P- O réu contribuiu com cerca de metade do valor das obras realizadas, concretamente, com o valor de, pelo menos, € 11.000,00 (onze mil euros).

Q- A autora e o réu desentenderam-se, tendo cessado a vida em comum, em Maio de 2013.

R- O imóvel tem o valor actual estimado de € 30.500,00 (trinta mil e quinhentos euros).

S- A mãe da autora, a autora, o réu e a filha de ambos viveram no imóvel em causa, durante mais de vinte anos, até à realização das obras referidas, nos anos de 2011 ou 2012.

T- O réu habita o imóvel em questão, desde 1990, nunca tendo pago qualquer quantia a título de compensação ou renda pela ocupação.

U- Foi sempre a autora, ao longo dos mais de vinte anos de vida em comum com o réu, quem tratou de todos os serviços domésticos, nomeadamente confeccionando as refeições, tratando das roupas, limpando a casa e cuidando da filha.

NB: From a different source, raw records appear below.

PR #446, opened 2018-12-06
supress warnings in sanitizer

jeremyrl:
There are tons of warnings clogging up the error logs, but nothing is functionally broken. We're just turning the warnings off.

### DIFF
--- a/libs/php-commons/XSSHelpers.php
+++ b/libs/php-commons/XSSHelpers.php
@@ -61,6 +61,7 @@ class XSSHelpers
      */
     public static function sanitizer($in, $allowedTags = array(), $encoding = 'UTF-8')
     {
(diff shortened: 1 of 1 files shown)


libs/php-commons/XSSHelpers.php
```diff
@@ -61,6 +61,7 @@ public static function xscrub($data)
      */
     public static function sanitizer($in, $allowedTags = array(), $encoding = 'UTF-8')
     {
+        $errorReportingLevel = error_reporting(0);//turn off errors for the next few lines
```
nathanws: It might be a little better to use:

```
error_reporting(E_ALL ^ E_WARNING); 
```

instead, since it's only the warnings that should be suppressed.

Com interesse para a decisão, não se provou que:

1- O imóvel em causa não tinha condições de habitabilidade, antes das obras;

2- O valor do imóvel, antes das obras, era de quatro mil escudos, correspondente a vinte euros; 

3- O réu, com dinheiro exclusivamente seu, custeou todas as obras feitas na casa, no valor de vinte e cinco mil euros.

4- O réu não tem outra habitação para onde possa ir morar.

5- O valor do imóvel, antes das obras, era de 30.000,00 euros;

6- O valor actual do imóvel é de € 57.500,00;

7- O réu doou à autora o valor de € 10.000,00, com que contribuiu para o pagamento das obras no imóvel em causa.

IV.

O réu pretende que lhe sejam restituídas as importâncias que despendeu nas obras efectuadas no imóvel referido nestes autos, pertencente à autora, invocando o instituto do enriquecimento sem causa.

Ficou provado que a autora e o réu viveram em união de facto desde 1990, durante 23 anos, habitando o referido imóvel, no qual procederam a obras de reparação e ampliação, tendo o réu contribuído em cerca de metade do custo dessas obras, ou seja, 11.000 euros. Autora e réu cessaram a vida em comum em Maio de 2013, continuando, porém, o réu a habitar o imóvel contra vontade da autora.

O art. 1º, nº 2, da Lei 7/2001, de 11/5, na redacção dada pela Lei 23/2010, de 30/8, define união de facto como a situação jurídica de duas pessoas que, independentemente do sexo, vivam em condições análogas às dos cônjuges há mais de dois anos.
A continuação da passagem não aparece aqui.